As in every potentially workable peace proposal, Hanania’s plan has something in it to upset and disappoint everyone. But its underlying principle of compromise based on mutual respect and compassion, its openness to the needs and wounds of two victimized peoples, and its suggestion that grassroots sentiment for peace can succeed where leaders have so consistently failed, are surely as worthy of serious consideration, as anything currently on the table. “
Israel as the Jewish National Home and existing Jewish settlements in the West Bank are no longer regarded as obstacles to peace under Hanania’s proposals but are recognized now as the eventual outcomes of peace negotiations between Israel and the Palestinian Authority.

One swallow doesn’t make a summer. However the attractiveness of Hanania’s plan has already been endorsed on a number of web sites in the 14 days since it first saw the light of day.

The real test will come when official responses to Hanania’s proposed plan as the basis for future negotiations are sought from the main parties trying to resolve the current impasse in negotiations - Israel, the Arab League, the Palestinian Authority, America, Russia and the European Union.

The people best able to approach those decision makers for comment are journalists - especially those of the calibre of Hanania and Burston.

In collaboration they already constitute a lobby of great influence. It is not always numbers that count but rather the quality of the people involved who are in a position to get proposals aired and discussed in public and not relegated to the backburner.

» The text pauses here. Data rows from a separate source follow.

PR #574, opened 2026-04-14
fix(nixos): fix prebuilt binaries via LD_LIBRARY_PATH + skip source build on read-only install

### LINKED ISSUE #87: Emebeding fails on NixOS (node-llama-cpp)

jerome-benoit:
## Summary

On NixOS (and other immutable-root systems), `qmd embed` crashes with `EACCES` because node-llama-cpp tries to compile llama.cpp into its read-only `node_modules/` directory inside `/nix/store`. Even when source builds are skipped, the prebuilt binaries fail because they expect FHS paths like `/lib64/libc.so.6` which don't exist on NixOS.

Two fixes:
1. **`LD_LIBRARY_PATH` in wrapper** — the flake wrapper sets `LD_LIBRARY_PATH` to include Nix's glibc and libstdc++, covering what the prebuilt binaries need without modifying them
2. **skip source builds** when the install directory is read-only (`canWriteLlamaDir()`)

## Changes

- **flake.nix**: Add glibc and libstdc++ to `LD_LIBRARY_PATH` in the wrapper. No binary modification needed — `LD_LIBRARY_PATH` takes precedence over RUNPATH for `dlopen`.
- **src/llm.ts**: Add `canWriteLlamaDir()` that probes write access on node-llama-cpp's `llama/` directory. When unwritable, `ensureLlama()` passes `build: "never"` to `getLlama()`.
- **CHANGELOG.md**: Unreleased entry under Fixes.

Closes #87

## Testing

- [x] `nix build` succeeds
- [x] `./result/bin/qmd status` shows CPU backend loaded, no EACCES, no NoBinaryFoundError
- [x] `./result/bin/qmd embed` completes successfully

### DIFF
--- a/CHANGELOG.md
+++ b/CHANGELOG.md
@@ -4,6 +4,12 @@
 
 ### Fixes
 
+- NixOS: fix `qmd embed` crash on immutable-root systems. Prebuilt
+  node-llama-cpp binaries expect FHS paths like `/lib64/libc.so.6`
+  which don't exist on NixOS. The flake wrapper sets `LD_LIBRARY_PATH`
+  to include Nix's glibc and libstdc++. When the install directory
+  is read-only, `getLlama()` uses `build: "never"` to skip source
+  builds that would fail with EACCES.
 - GPU: respect explicit `QMD_LLAMA_GPU=metal|vulkan|cuda` backend overrides instead of always using auto GPU selection. #529
 - Fix: preserve original filename case in `handelize()`. The previous
   `.toLowerCase()` call made indexed paths unreachable on case-sensitive
--- a/CHANGELOG.md
+++ b/CHANGELOG.md
@@ -194,6 +194,12 @@
 - MCP: make `qmd mcp --index <name>` use the selected index for both foreground and daemon HTTP servers instead of falling back to the default store. #343
 - Embedding: respect `QMD_EMBED_MODEL` consistently for vector indexing and vector-backed search, with default-model fallback when unset.
 - Config: use one home-directory resolver for YAML config and the default SQLite cache path, avoiding Windows CLI/MCP split-brain when `HOME` is unset.
+- NixOS: fix `qmd embed` crash on immutable-root systems. Prebuilt
+  node-llama-cpp binaries expect FHS paths like `/lib64/libc.so.6`
+  which don't exist on NixOS. The flake wrapper sets `LD_LIBRARY_PATH`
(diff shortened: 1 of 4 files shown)


tobi:
Superseded by #861, which rebases the still-valid NixOS fix (LD_LIBRARY_PATH + skip source build on a read-only llama dir) onto current main without the incidental flake.lock nixpkgs bump.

The responses when they come will be crucial in deciding whether an immovable roadblock will threaten the end of what has been the most innovative two state solution yet raised.

Somehow I don’t see journalists of the calibre of Hanania and Burston giving in very easily without a long and hard struggle to finally get Israel and the Palestinian Authority to sit down and negotiate within the parameters of Hanania’s proposals.

Sit back, enjoy the ride and watch this space for further developments.